_How to complete this task_
Read the records below and report each line in which "warnings" occurs.

_Material shown_
PR #2287, opened 2026-01-08
fix: allow reading nullable uint arrays in `read_{,elem_}lazy`

flying-sheep:
- [ ] Closes #
- [x] Tests added

Use `pandas.core.dtypes.dtypes.BaseMaskedDtype.from_numpy_dtype` (with fallback to array constructors) instead of string manipulation to get `MaskedArray`’s dtype.

Extracted and improved from #2279

### DIFF
--- a/tests/lazy/test_concat.py
+++ b/tests/lazy/test_concat.py
@@ -166,17 +166,21 @@ def test_concat_to_memory_obs(
 
 
 def test_concat_to_memory_obs_dtypes(
+    subtests: pytest.Subtests,
     lazy_adatas_for_concat: list[AnnData],
     join: Join_T,
-):
+) -> None:
     concated_remote = ad.concat(lazy_adatas_for_concat, join=join)
     # check preservation of non-categorical dtypes on the concat axis
-    assert concated_remote.obs["int64"].dtype == "int64"
-    assert concated_remote.obs["uint8"].dtype == "uint8"
-    assert concated_remote.obs["nullable-int"].dtype == "int32"
-    assert concated_remote.obs["float64"].dtype == "float64"
-    assert concated_remote.obs["bool"].dtype == "bool"
-    assert concated_remote.obs["nullable-bool"].dtype == "bool"
+    for name in concated_remote.obs.columns:
+        dtype = name.removeprefix("nullable-")
+        with subtests.test(col=name):
+            try:
+                assert concated_remote.obs[name].dtype == dtype
+            except AssertionError:
+                if "cat" in name:
+                    pytest.xfail("categorical dtypes are not preserved")
+                raise
 
 
 def test_concat_to_memory_var(


ilan-gold:
Is this a public API? https://pandas.pydata.org/docs/search.html?q=BaseMaskedDtype

flying-sheep:
Hm, no: https://pandas.pydata.org/docs/reference/index.html

> The `pandas.core`, `pandas.compat`, and `pandas.util` top-level modules are PRIVATE. Stable functionality in such modules is not guaranteed.

I’ll fall back to the previous approach then.

src/anndata/_io/utils.py
```diff
@@ -119,6 +124,32 @@ def check_key(key):
...
+    else:
+        return BaseMaskedDtype.from_numpy_dtype(dtype)
+
+    match dtype.kind:
+        case "b":
+            array_type = pd.arrays.BooleanArray
+        case "i" | "u":
+            array_type = pd.arrays.IntegerArray
+        case "f":
+            array_type = pd.arrays.FloatingArray
```
ilan-gold: I think this should error out.  These arrays are tied to the strings like `nullable-integer` via our format spec: https://anndata.readthedocs.io/en/latest/fileformat-prose.html#nullable-integers-booleans-and-strings and there is no `nullable-floating`

flying-sheep:
> what we had wasn't random "string manipulation" but the actual on-disk file format names

*That* code is not what I referred to! I’m talking about this fragile construct:

https://github.com/scverse/anndata/blob/088fa16d9f402369224709f6238f67e12eed7941/src/anndata/experimental/backed/_lazy_arrays.py#L194-L197

What you mean is that the previous code dispatched on `_dtype_string` whereas mine dispatches on `values.dtype.kind`.

I believe that what I do is perfectly safe and robust since the anndata version with this code only supports `nullable-integer` 0.1.0, `nullable-boolean` 0.1.0, and `nullable-string-array` 0.1.0. A hypothetical future anndata version that supports constructing a masked array from integers or bools in a different way will gain support for the new protocols together with new code dispatching on that.

My changes just make sure that we can confidently say we support `UInt64` without looking into our tests (will `str.capitalize` create that? Probably not? maybe?)

flying-sheep:
Nope, it doesn’t:

```python
import pandas as pd, numpy as np
nullable_dtype = lambda dtype: pd.array([], dtype=str(pd.api.types.pandas_dtype(dtype)).capitalize()).dtype
nullable_dtype(np.dtype(np.uint64))
```

```pytb
Cell In[3], line 1
----> 1 nullable_dtype(np.dtype(np.uint64))

Cell In[2], line 1, in <lambda>(dtype)
----> 1 nullable_dtype = lambda dtype: pd.array([], dtype=str(pd.api.types.pandas_dtype(dtype)).capitalize()).dtype 

File /usr/lib/python3.13/site-packages/pandas/core/construction.py:311, in array(data, dtype, copy)
    309 # this returns None for not-found dtypes.
    310 if dtype is not None:
--> 311     dtype = pandas_dtype(dtype)
    313 if isinstance(data, ExtensionArray) and (dtype is None or data.dtype == dtype):
    314     # e.g. TimedeltaArray[s], avoid casting to NumpyExtensionArray
    315     if copy:

File /usr/lib/python3.13/site-packages/pandas/core/dtypes/common.py:1663, in pandas_dtype(dtype)
   1656     with warnings.catch_warnings():
   1657         # TODO: warnings.catch_warnings can be removed when numpy>2.3.0
   1658         # is the minimum version
   1659         # GH#51523 - Series.astype(np.integer) doesn't show
   1660         # numpy deprecation warning of np.integer
   1661         # Hence enabling DeprecationWarning
   1662         warnings.simplefilter("always", DeprecationWarning)
-> 1663         npdtype = np.dtype(dtype)
   1664 except SyntaxError as err:
   1665     # np.dtype uses `eval` which can raise SyntaxError
   1666     raise TypeError(f"data type '{dtype}' not understood") from err

TypeError: data type 'Uint64' not understood
```

flying-sheep:
OK, I’ll change this into a `fix` because it’s an actual bug:

```py
ad.AnnData(np.zeros((4, 6)), dict(nint=pd.array([1, 0, None, 1], dtype=pd.UInt32Dtype()))).write_zarr("/tmp/test.ad.zarr")
ad.experimental.read_lazy("/tmp/test.ad.zarr")
```

```pytb
TypeError: data type 'Uint32' not understood
Error raised while reading key 'obs' of <class 'zarr.core.group.Group'> from /
```

ilan-gold:
We should add a test. Ideally it wouldn't even be a new test but some setting or something.  I'm looking into how this ever even slipped through, because in theory it should be tested.

ilan-gold:
Thanks!

flying-sheep:
probably slipped through because the nullable-integer branch in our test utils was a bit inflexible, but I fixed that.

_Solution to this task_
   1656     with warnings.catch_warnings():
   1657         # TODO: warnings.catch_warnings can be removed when numpy>2.3.0
   1662         warnings.simplefilter("always", DeprecationWarning)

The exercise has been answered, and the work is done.